When we enter the land of trees, space thickens. The thickness of the life going on in the outside overcomes us. Our senses are intrigued and ready for exploration. A mushroom is like a view hidden behind the branches of a tree or a gazelle showing up only at a glance, or a bird flying off of a tree, is found underneath the fallen leaves and branches of a tree, as if hiding itself, that’s why one gets excited searching for it. Within a million spores only one gets the chance of becoming a fungi, there exists a chance of its being toxic, delicious, or psychedelic, for us to discover.
Nature comes across the artificial. The question was how can art, itself an artifice, display a true/natural quality? How could I create an image that was not artificial and how could I repeat it without coming up with a representation. I was trying to subtract my agency so that nature can express itself. The spores were breathtaking. An image formed by the friction of the subject on the plate. An abstract image that contains the whole. The gathering of a million particles conceived with life.
The largest organism on earth is a fungus that occupies 2,384 acres of soil in Blue Mountains (Oregon). One can say nothing is more curious and essential for human’s life than fungi. They are born wild and weird and undercover, living most of their life underground. There have been 5 million types of fungi discovered so far. Their cryptic undercover life inspires our imagination. A complicated organism which is neither a flora nor fauna.

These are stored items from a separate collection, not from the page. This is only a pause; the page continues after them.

PR #9202, opened 2025-11-20
Actors: Reminder Failure Policy

JoshVanL:
Branched from https://github.com/dapr/dapr/pull/9200

Expose the exiting Jobs Failure Poicy to Actor Reminders, allowing users
to configure how failed reminders are handled. The default failure
policy still stands as a constant retry 3 times with a 1 second
interval.

The workflow orchestration and activity reminders remain unchanged,
being "one shot", constant retry forever.

Exposes failure policy on gRPC API.

### DIFF
--- a/tests/apps/perf/workflowsapp/Dockerfile
+++ b/tests/apps/perf/workflowsapp/Dockerfile
@@ -1,10 +1,21 @@
 
-FROM python:3.8-slim-buster
+FROM python:3.9-slim-buster
 
 WORKDIR /app
 
 COPY . .
 
-RUN pip3 install -r requirements.txt
+RUN pip3 install --no-cache-dir -r requirements.txt gunicorn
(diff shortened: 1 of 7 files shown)


cicoyle (approved):

alicejgibbons:
@JoshVanL can we add a docs pr for this? 

IE. I think [here](https://docs.dapr.io/developing-applications/building-blocks/actors/actors-timers-reminders/#actor-reminders) we could add that the default failure policy is constant retry 3 times with a 1 second interval. 

Also [here](https://docs.dapr.io/operations/resiliency/policies/retries/override-default-retries/) we could either fix or update this table. Assuming this is no longer true? or is it that this is the resiliency to retry the saving the reminder to the state store and what you updated is the retry to actually fire the reminder

image

PR #9203, opened 2025-11-20
Workflow: Adds Rerun parent instance ID

JoshVanL:
Updates the workflow orchestrator to populate the history with the parent instance ID when a workflow is rerun. This enhancement allows for better tracking and correlation of workflow executions, especially in complex scenarios involving multiple reruns.

The two events which are now populated with the parent instance ID are `TimerCreatedEvent` and `TaskScheduledEvent`.

Depends on https://github.com/dapr/durabletask-go/pull/54

### DIFF
--- a/tests/integration/framework/process/otel/collector.go
+++ b/tests/integration/framework/process/otel/collector.go
@@ -15,19 +15,29 @@ package otel
 
 import (
 	"context"
+	"encoding/hex"
+	"fmt"
 	"net"
+	"sort"
 	"sync"
 	"testing"
 	"time"
 
 	"github.com/stretchr/testify/assert"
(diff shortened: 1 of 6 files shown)


go.mod
```diff
@@ -526,3 +526,5 @@ replace (
 //
 // Then, run `make modtidy-all` in this repository.
 // This ensures that go.mod and go.sum are up-to-date for each go.mod file.
+
+replace github.com/dapr/durabletask-go => github.com/joshvanl/durabletask-go v0.0.0-20251120190650-49029f414b40
```
cicoyle: we should be able to update this :)

JoshVanL: done!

More than one billion and a half years ago they diverged from other forms of organisms. Similar to animals and humans, they are heterotrophs, growing on dead material or roots of plants for this reason. They interact with a great amount of other plants. The body of a fungus, mycelium, a network consisting of threadlike microscopic filaments can move as deep as a thousand miles down the earth in search of food, extracting water and nitrogen from the wet rich soils, transporting them to other plants and extricating glucose in return. Identity is the first piece of the puzzle in this organism. It involves all the senses, color, smell, texture. Cut off the cap of the fungus and leave it for a night on a piece of paper. Millions of spores are released from the cap printed on the medium, unique like a finger print. The fungi make forms and each event begins at some point and spreads out.
A month after I arrived in Basque, we went on a mushroom hunt expedition with someone who knew a bunch of edible ones. We walked a long distance and reached to an area full of beech trees. We dispersed to find mushrooms —each of us searching for its luck somewhere. We picked a basket full of mushrooms. When we got back, we cooked and tasted them one by one. Our food was the result of our hard work and chance. The mushrooms that were picked later, shrunk after a while, leaving out a black ink-like fluid. They had an ‘expiry date’ for being consumed and were dissolving. They had to be kept. I started ‘drawing’ them. In the end, they turned into a black liquid, the stem being the only leftover.
The mushroom had digested itself turning into a black color. My painting was an instantaneous representation of time, lengthened and stretched. In fact, it was the mushroom which turned into an image. There was no representation. What was printed on the paper was a sequence of moments following one another, with the substance as the proof of what had happened. The image kept time as well.